2. The fuel dispensing nozzle of claim 1, wherein said vacuum
relief conduit defines a first cross-sectional area and said flow
rate limiting means comprises means mounted in said vacuum relief
conduit defining a second cross-sectional area smaller than said
first cross-section area.
3. The fuel dispensing nozzle of claim 2, wherein said flow rate
limiting means comprises a flow restricting member mounted in said
vacuum relief conduit, said flow restricting member being provided
with an orifice therethrough, said orifice defining a second
cross-sectional area smaller than said first cross-sectional area,
whereby said flow restricting member partially occludes said vacuum
relief conduit for reducing the capacity of said conduit to relieve
the vacuum generated by said venturi vacuum generating means.
4. The fuel dispensing nozzle of claim 1, wherein said flow rate
limiting means comprises a second venturi generating means provided
with a venturi port for establishing fluid communication between
said vacuum relief conduit and the interior of said spout, whereby
said second venturi generating means, in response to the flow of
said liquid through said spout generates a vacuum communicated to
said conduit through said venturi port thereby restricting the
capacity of said vacuum relief means to relieve said vacuum
generated by said first venturi generating means.

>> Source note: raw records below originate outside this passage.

PR #110, opened 2022-07-27
Change DOLFINx integration test image

jhale:


mscroggs:
You need to set the compilers in the the ffcx tests workflow to make Basix install (as I've done here in #109: https://github.com/FEniCS/ufl/blob/845ed3de0b138e9bdc5eeba6482f950fd1f3795f/.github/workflows/fenicsx-tests.yml#L14-L16)

PR #111, opened 2022-08-04
Sanitise unicode input

dham:
Add the Trimmed Serendipity elements to the element list.


dham:
The commit history here is a mess, but. since it's only 4 lines, the easiest and best way to deal with that is by squash on merge.

garth-wells (approved):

5. The fuel dispensing nozzle of claim 1, wherein said flow
restricting means comprises a flow restricting member movably
mounted in said conduit, said restricting member being movably
responsive to ambient air drawn into said conduit through said
vacuum relief opening from a first position to a second position
whereby movement of said restricting member toward said second
position reduces the effective cross-sectional area of said
conduit.
6. The fuel dispensing nozzle of claim 5, wherein said flow
restricting means further includes biasing means for biasing said
restricting member toward said first position.

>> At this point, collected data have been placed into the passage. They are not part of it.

PR #113, opened 2022-08-10
Fix signature for forms with identitcal constants and identical meshes (up to ufl_id)

jorgensd:
Reported at: https://fenicsproject.discourse.group/t/constant-in-dolfinx-and-ffcx-compilation/8968?u=dokken

Minimal example failing on main:
```python

import ufl

mesh = ufl.Mesh(ufl.VectorElement("Lagrange", ufl.triangle, 1))
c = ufl.Constant(mesh)
d = ufl.Constant(mesh)
a = c * ufl.dx
b = d * ufl.dx
assert(a.signature() == b.signature())
```

Constants now has the same behavior as coefficients:
```python
V = ufl.FunctionSpace(mesh, ufl.FiniteElement("CG", mesh.ufl_cell(), 1))
u = ufl.Coefficient(V)
v = ufl.TestFunction(V)
w = ufl.Coefficient(V)

a = ufl.inner(u, v) * ufl.dx
d = ufl.inner(w, v) * ufl.dx
assert(a.signature() == d.signature())
```

This PR now also supports same signature for different meshes (with same coordinate element), 
i.e.
```python
mesh = ufl.Mesh(ufl.VectorElement("Lagrange", ufl.triangle, 1))
mesh2 = ufl.Mesh(ufl.VectorElement("Lagrange", ufl.triangle, 1))
c = ufl.Constant(mesh)
d = ufl.Constant(mesh2)
a = c * ufl.dx
b = d * ufl.dx
assert(a.signature() == b.signature())
```

### DIFF
--- a/ufl/constant.py
+++ b/ufl/constant.py
@@ -69,7 +69,8 @@ class Constant(Terminal):
     def _ufl_signature_data_(self, renumbering):
         "Signature data for constant depends on renumbering"
         return "Constant({}, {}, {})".format(
-            repr(self._ufl_domain), repr(self._ufl_shape), repr(renumbering[self]))
+            self._ufl_domain._ufl_signature_data_(renumbering), repr(self._ufl_shape),
+            repr(renumbering[self]))
 
 
 def VectorConstant(domain, count=None):
--- a/ufl/constant.py
+++ b/ufl/constant.py
@@ -66,6 +66,11 @@ class Constant(Terminal):
                 self._ufl_domain == other._ufl_domain and
                 self._ufl_shape == self._ufl_shape)
 
+    def _ufl_signature_data_(self, renumbering):
+        "Signature data for constant depends on renumbering"
+        return "Constant({}, {}, {})".format(
+            repr(self._ufl_domain), repr(self._ufl_shape), repr(renumbering[self]))
+
 
 def VectorConstant(domain, count=None):
     domain = as_domain(domain)
--- a/ufl/form.py
+++ b/ufl/form.py
@@ -81,6 +81,7 @@ class Form(object):
         "_arguments",
         "_coefficients",
         "_coefficient_numbering",
+        "_constant_numbering",
         "_constants",
         "_hash",
         "_signature",
@@ -111,9 +112,12 @@ class Form(object):
         self._arguments = None
         self._coefficients = None
         self._coefficient_numbering = None
+        self._constant_numbering = None
 
         from ufl.algorithms.analysis import extract_constants
         self._constants = extract_constants(self)
+        self._constant_numbering = dict(
+            (c, i) for i, c in enumerate(self._constants))
 
         # Internal variables for caching of hash and signature after
         # first request
@@ -236,6 +240,11 @@ class Form(object):
 
     def constants(self):
         return self._constants
+
+    def constant_numbering(self):
+        """Return a contiguous numbering of constants in a mapping
+        ``{constant:number}``."""
+        return self._constant_numbering
 
     def signature(self):
         "Signature for use with jit cache (independent of incidental numbering of indices etc.)"
@@ -458,9 +467,11 @@ class Form(object):
         # Include integration domains and coefficients in renumbering
         dn = self.domain_numbering()
         cn = self.coefficient_numbering()
+        cnstn = self.constant_numbering()
         renumbering = {}
         renumbering.update(dn)
         renumbering.update(cn)
+        renumbering.update(cnstn)
 
         # Add domains of coefficients, these may include domains not
         # among integration domains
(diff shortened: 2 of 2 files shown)


jorgensd:
@dham This change should not affect firedrake, as it is using `ufl.Coefficient` for constants (https://github.com/firedrakeproject/firedrake/blob/master/firedrake/constant.py#L26)
which is the same as legacy dolfin does.

dham:
> @dham This change should not affect firedrake, as it is using `ufl.Coefficient` for constants (https://github.com/firedrakeproject/firedrake/blob/master/firedrake/constant.py#L26)
> which is the same as legacy dolfin does.

I'm sure that's right. I've just set https://github.com/firedrakeproject/firedrake/pull/2521 running to be sure. If that passes then I'm happy.

dham (approved):

thisch:
There still seems to be problems in builds with a complex `PetscScalar`. 

I've tried running the demo from the linked discourse issue. What I observe is that when I pass a `float` to `fem.Constant` it fails to compile the form, whereas if I cast the number to a complex, it works.

However, for this part of the MWE

```py
# this does not recompile (but I need the former)
cnst = Constant(mesh,1.) 
for c in np.linspace(0,.2,10):
    cnst.value = complex(c, 0)
    f = assemble_scalar(form(cnst * dx(domain=mesh),jit_params=jit_params))
    print(f)
```
It doesnt even work when I pass a complex to `cnst.value`.

```
Traceback (most recent call last):
  File "/home/thomas/gitrepos/fenics_laser_states_2022/demos/fenics_qa_ffc_demo.py", line 24, in <module>
    cnst.value = complex(c, 0)
  File "/home/thomas/miniconda/envs/fenicsx/lib/python3.10/site-packages/dolfinx/fem/function.py", line 63, in value
    np.copyto(self._cpp_object.value, np.asarray(v))
  File "<__array_function__ internals>", line 180, in copyto
TypeError: Cannot cast scalar from dtype('complex128') to dtype('float64') according to the rule 'same_kind'
```

jorgensd:
> There still seems to be problems in builds with a complex `PetscScalar`.
> 
> I've tried running the demo from the linked discourse issue. What I observe is that when I pass a `float` to `fem.Constant` it fails to compile the form, whereas if I cast the number to a complex, it works.
> 
> However, for this part of the MWE
> 
> ```python
> # this does not recompile (but I need the former)
> cnst = Constant(mesh,1.) 
> for c in np.linspace(0,.2,10):
>     cnst.value = complex(c, 0)
>     f = assemble_scalar(form(cnst * dx(domain=mesh),jit_params=jit_params))
>     print(f)
> ```
> 
> It doesnt even work when I pass a complex to `cnst.value`.
> 
> ```
> Traceback (most recent call last):
>   File "/home/thomas/gitrepos/fenics_laser_states_2022/demos/fenics_qa_ffc_demo.py", line 24, in <module>
>     cnst.value = complex(c, 0)
>   File "/home/thomas/miniconda/envs/fenicsx/lib/python3.10/site-packages/dolfinx/fem/function.py", line 63, in value
>     np.copyto(self._cpp_object.value, np.asarray(v))
>   File "<__array_function__ internals>", line 180, in copyto
> TypeError: Cannot cast scalar from dtype('complex128') to dtype('float64') according to the rule 'same_kind'
> ```

As seen in the source code of DOLFINx: https://github.com/FEniCS/dolfinx/blob/main/python/dolfinx/fem/function.py#L32-L57
the constant is created wrt. to the `dtype` of the original input. I.e. for complex builds you should send in the right dtype at compilation time, see:
```python
from petsc4py import PETSc
from dolfinx.fem import (Constant, assemble_scalar, form)
from dolfinx.mesh import create_unit_square
from mpi4py import MPI
from ufl import dx
import numpy as np
from pathlib import Path
import shutil

mesh = create_unit_square(MPI.COMM_WORLD, 1, 1)

cache_dir = f"{str(Path.cwd())}/cache"
shutil.rmtree(cache_dir, ignore_errors=True)
jit_options = {"cache_dir": cache_dir, "cffi_verbose": True}
# this recompiles the form at each iterations (different behavior wrt dolfin-old)
for c in np.linspace(0, 1, 10):
    cnst = Constant(mesh, PETSc.ScalarType(c))
    f = assemble_scalar(form(cnst * dx(domain=mesh), jit_options=jit_options))
    print(f)

# this does not recompile (but I need the former)
cnst = Constant(mesh, PETSc.ScalarType(1.))
for c in np.linspace(0, .2, 10):
    cnst.value = c
    f = assemble_scalar(form(cnst * dx(domain=mesh), jit_options=jit_options))
    print(f)
```
for an example compatible with `dolfinx/dolfinx:nightly` built the 20th of October. The only difference for the 0.5.1 release is the change of `jit_params` to `jit_options`.

thisch:
Thx @jorgensd, this works!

7. The fuel dispensing nozzle of claim 6, wherein said biasing
means comprises a spring.
8. The fuel dispensing nozzle of claim 1, wherein said volumetric
fuel flow rate limiting means restricts said conduit from
communicating ambient atmosphere with said vacuum generating means
when said fuel flow through said nozzle reaches approximately 10
gallons per minute and the level of fuel in said tank does not
constrict said relief opening.
Description
BACKGROUND OF THE INVENTION
This invention relates to fuel dispensing nozzles, and more
particularly concerns a device for limiting the rate of flow of
fuel through an automatic shut-off fuel dispensing nozzle, such
that it is prevented from exceeding a preselected threshold flow
rate.
Liquid and fuel dispensing nozzles are commonly used to dispense
gasoline or other fuels into fuel tanks of motorized vehicles.

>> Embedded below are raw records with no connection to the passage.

PR #117, opened 2022-08-12
H inf sobolev space

dham:
Define an `HInf` Sobolev space to contain the "R" space.

Cause apply_restrictions to use Sobolev space rather than a list of elements. This is an alternative to #109 .

Also clean up a few Sobolev space loose ends which appear to have drifted in along the way.

### DIFF
--- a/ufl/sobolevspace.py
+++ b/ufl/sobolevspace.py
@@ -15,6 +15,7 @@ symbolic reasoning about the spaces in which finite elements lie."""
 # Modified by Thomas Gibson 2017
 
 from functools import total_ordering
+from math import inf, isinf
 
 
 @total_ordering
@@ -39,6 +40,7 @@ class SobolevSpace(object):
             "L2": 0,
             "H1": 1,
             "H2": 2,
+            "HInf": inf,
             # Order for the elements below is taken from
             # its parent Sobolev space
             "HDiv": 0,
@@ -114,11 +116,8 @@ class DirectionalSobolevSpace(SobolevSpace):
                      the position denotes in what spatial variable the
                      smoothness requirement is enforced.
         """
-        assert all(
-            isinstance(x, int) for x in orders), ("Order must be an integer.")
-        assert all(
-            x < 3
-            for x in orders), ("Not implemented for orders greater than 2")
+        assert all(isinstance(x, int) or isinf(x) for x in orders), \
+            ("Order must be an integer or infinity.")
         name = "DirectionalH"
         parents = [L2]
         super(DirectionalSobolevSpace, self).__init__(name, parents)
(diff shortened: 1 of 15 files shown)


dham:
Firedrake tests for this running at https://github.com/firedrakeproject/firedrake/pull/2522

mscroggs (approved):

ufl/sobolevspace.py
```diff
@@ -179,5 +178,6 @@ def __str__(self):
 HCurl = SobolevSpace("HCurl", [L2])
 H1 = SobolevSpace("H1", [HDiv, HCurl, L2])
 H2 = SobolevSpace("H2", [H1, HDiv, HCurl, L2])
+HInf = SobolevSpace("HInf", [H2, H1, HDiv, HCurl, L2])
```
wence-, line 181: While we're here, can we update the parent list for all of these to include the `HEin` and `HDivDiv` spaces below, I think that they have stronger continuity requirements than `HCurl` and `HDiv` respectively. Although maybe one doesn't want that since really `HDivDiv in Vector(HDiv)` since the former is tensor fields and the latter vector fields.

mscroggs:
DOLFINx tests are failing with "AttributeError: 'VectorElement' object has no attribute 'sobolev_space'". I guess either VectorElements and other elements need to be given Sobolev spaces or we do something like #109

dham:
> DOLFINx tests are failing with "AttributeError: 'VectorElement' object has no attribute 'sobolev_space'". I guess VectorElements and other elements need to be given Sobolev spaces (or we do something like #109, but I agree that this approach is probably better)

It's 2030 on Friday evening here so I'm not going to get to this until Monday, but VectorElement should inherit the Sobolev space of it's scalar element. TensorElement should do the same. Oh, and BrokenElement should always be L2, no matter what the space of the original element (that being the point of BrokenElement).

mscroggs:
> It's 2030 on Friday evening here so I'm not going to get to this until Monday, but VectorElement should inherit the Sobolev space of it's scalar element. TensorElement should do the same. Oh, and BrokenElement should always be L2, no matter what the space of the original element (that being the point of BrokenElement).

I've just started working on this in #118 and I'm relieved that these are exactly what I just implemented

mscroggs:
The DOLFINx tests pass in #118. @dham are you happy for me to merge that branch into this one?

ufl/sobolevspace.py
wence-: Let's pass on this one.

wence- (approved):
I think this looks good

ufl/sobolevspace.py
mscroggs: Do you want to open an issue for this?

garth-wells (approved):
Note for a future UFL: we need to start from 'domains', on which spaces are defined, to make proper sense of function spaces.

Conventional dispensing nozzles include a nozzle body defining an
internal flow passage extending between the nozzle inlet and its
outlet. The inlet of the nozzle is connected to a supply hose which
feeds a liquid such as pressurized gasoline or other fuel to the
nozzle. This pressurized fuel passes through the internal flow
passage to an outlet which consists of, or is connected to, a spout
which serves as the discharge end of the nozzle. The spout is
inserted into the neck of a motorized vehicle's fuel tank during
filling operations. The pressurized fuel flow through the internal
fuel passage is conventionally controlled by a valve which is
actuated by a manually operated valve lever selectively depressed
by the nozzle user during dispensing operations. Moreover,
automatic shut-off nozzles serve to automatically close the flow
valve when the level of the liquid in the tank (or a neck leading
thereto) being filled reached a preselected level. This is normally
accomplished by actuation of a vacuum operated release mechanism
mechanically coupled with the flow valve.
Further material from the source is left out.